Auto Service World
Feature   July 1, 2003   by Auto Service World

It Is Time to Stop Selling and Really Make Some Money, for You and Your Customers

Jobbers across our country must come to realize that it is time to move on from the traditional way of running a jobber business, and raise the bar to accomplish everything the business is capable of being.

Most jobbers love to sell; they see themselves as parts sales people. “Got to close the deal” is the traditional way of thinking. Progressive shop owners, on the other hand, really detest “closers” who come across with this mission. This mission is perceived to always favour the salesperson, not the shop.

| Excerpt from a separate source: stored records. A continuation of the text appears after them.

PR #5228, opened 2023-05-19
[WIP] Fixed entry point omitted from the PDB when it's the same as input filename

adam-yang:


tools/clang/tools/dxcompiler/dxcshadersourceinfo.h
```diff
@@ -56,7 +56,7 @@ struct SourceInfoWriter {
   Buffer m_Buffer;
 
   const hlsl::DxilSourceInfo *GetPart() const;
-  void Write(llvm::StringRef targetProfile, llvm::StringRef entryPoint, clang::CodeGenOptions &cgOpts, clang::SourceManager &srcMgr);
+  void Write(clang::CodeGenOptions &cgOpts, llvm::ArrayRef<hlsl::options::ArgPair> ArgPairs, clang::SourceManager &srcMgr);
```
damyanp, line 59: Any reason this uses the full `hlsl::optons::ArgPair` while other instances in this file use just `options::ArgPair`?

lib/DxcSupport/HLSLOptions.cpp
```diff
@@ -69,6 +69,116 @@ const OptTable * hlsl::options::getHlslOptTable() {
...
+    //   { "",    "Value0" }
+    //   { "",    "Value1" }
+    //   { "",    "Value2" }
+    // 
+    // ..Which is not ideal, since the whole point of arg pair is to easily break down what arg is part of what.
+    // 
+    // Alternative is to try this:
+    //   { "arg", "Value0 Value1 Value2" }
+    // 
+    // But this causes problem when recompiling
```
damyanp, line 140: > "But this causes problem when recompiling"

What does this mean?  Is the problem that it doesn't round-trip properly - ie you can't trivially reconstruct a command-line when it's stored in this alternate form?

tools/clang/tools/dxcompiler/dxcshadersourceinfo.h
damyanp, line 59: Params to this function look like they have inconsistent naming conventions to me:
* `cgOpts`
* `ArgPairs`
* `srcMgr`

lib/DxcSupport/HLSLOptions.cpp
```diff
@@ -69,6 +69,116 @@ const OptTable * hlsl::options::getHlslOptTable() {
   return g_HlslOptTable;
 }
 
+static std::vector<ArgPair> ComputeArgPairsFromArgList(const llvm::opt::InputArgList &argList) {
```
damyanp, line 72: FWIW, it's a shame there's not a single set of unit tests I can look at that directly exercise all the various cases and edge cases that `ComputeArgPairsFromArgList` handles.  Presumably there's good coverage for all 5 or so types of arguments this supports through the rest of the test suite?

Marketing guru Philip Kotler, professor of international marketing at Northwestern University’s Kellogg School of Management in Evanston, Ill., sums it up this way: “The shortest definition of marketing is finding unmet needs and filling them. It’s a whole mind-set where you succeed not by making what everyone else makes but by finding something you can sell that people want and others don’t offer.”

Consider this statement carefully, and imagine the possibilities for the jobber business and its shop clientele. Marketing enables jobbers to compete on something other than price.

Consider marketing “business solutions” as a business concept, as discussed in the June issue of Jobber News:

personal counselling on achieving the correct shop gross profit

the importance of, and how to, measure shop efficiency

how to increase productivity at the front counter of a shop

how to implement and establish tiered pricing within the shop

measuring accounts receivable profitability and effective management

guidance to establishing the correct financing in a business

improving shop profitability with inven-tory management by line

how to select computer hardware for the shop and the shop’s office

getting to know the various computer operating systems on the market today

how to, and the value of, using e-mail

how to make the most of the Internet

how to establish better customer relationships with a quarterly educational letter

Consider that jobbers are not well known for thinking and breathing “customer” every minute of the day, yet they sit back and say they must provide good or better customer service. Why do so many fail to achieve the outstanding level they like to talk about? It really takes special leadership from within the business to drive the message home. The fact is a jobber today is in a competitive environment for all the shop’s business. Cherry-picking shops are just not profitable in the end. It is all the business paid in full each month at the right margin that makes a jobber business profitable.

So how does a jobber create this shop loyalty?

Read carefully the article about John Cochrane again. He is “Jobber of the Year” for a very good reason. John has worked very hard on making his business distinctly different. Notice Mr. Cochrane’s line of thinking is always toward his clients’ business and their well-being. Mr. Cochrane is not going to market based on the price of parts that he sells. He is marketing his business by differentiating it from other jobbers in his area of Toronto, and seeking out the shops that desire that level of quality, value, and type of business relationship. The fact is that not everyone wants this type of relationship; however, there are more shops every year who come to realize and understand that this is the way to do business with a jobber. Then they go looking for the right jobber for them. Traditionally, the weaker shops will pass on this value of services because they are totally lost in their own forest and will not trust any jobber to a proper business relationship. No doubt about it, time is working against those shops, as well as the jobbers that cling to them so desperately.

Marketing in business today sometimes actually drives new wants. Shop owners just have never heard of it being done before, nor realize that it was even possible from a jobber. Perhaps it is time for more jobbers to review their personal and internal skills to see what the possibilities could be in bringing a real unique level of value to the marketplace.

Selling is the common, well known tradition of the aftermarket industry that is creating tension between a jobber and the shop customer, and the shop and their customer; marketing is an unspoken hero that could change all that.

Consider from a shop’s point of view what would happen if they marketed their business on a value level instead of price specials. Value brings in net profits, while sale prices only create activity and stress in a shop (coupled with potential business failure). Instead, the shop can differentiate itself from others by marketing services people need, such as:

managing the customer’s vehicle for them, based on customer expectations and needs

maintaining a complete vehicle service history, which in turn can be used when selling the vehicle, leading to a better sale price

educating and counselling the customer about specific preventative vehicle needs

establishing a working vehicle maintenance budget for the customer

The concept is that it creates a whole new level of doing business and the educated shop owner; and their clientele have got to admit it sure beats selling.

Consider talking up the marketing aspect of your jobber business and not trying to just rely on selling.

The jobbers I know who have moved to this mind-set have not only changed their bottom line substantially; they have put the fun and productive challenge back into their business. Oh yes, one final point: these jobbers changed their customer’s bottom line as well, and reduced their own business stress substantially.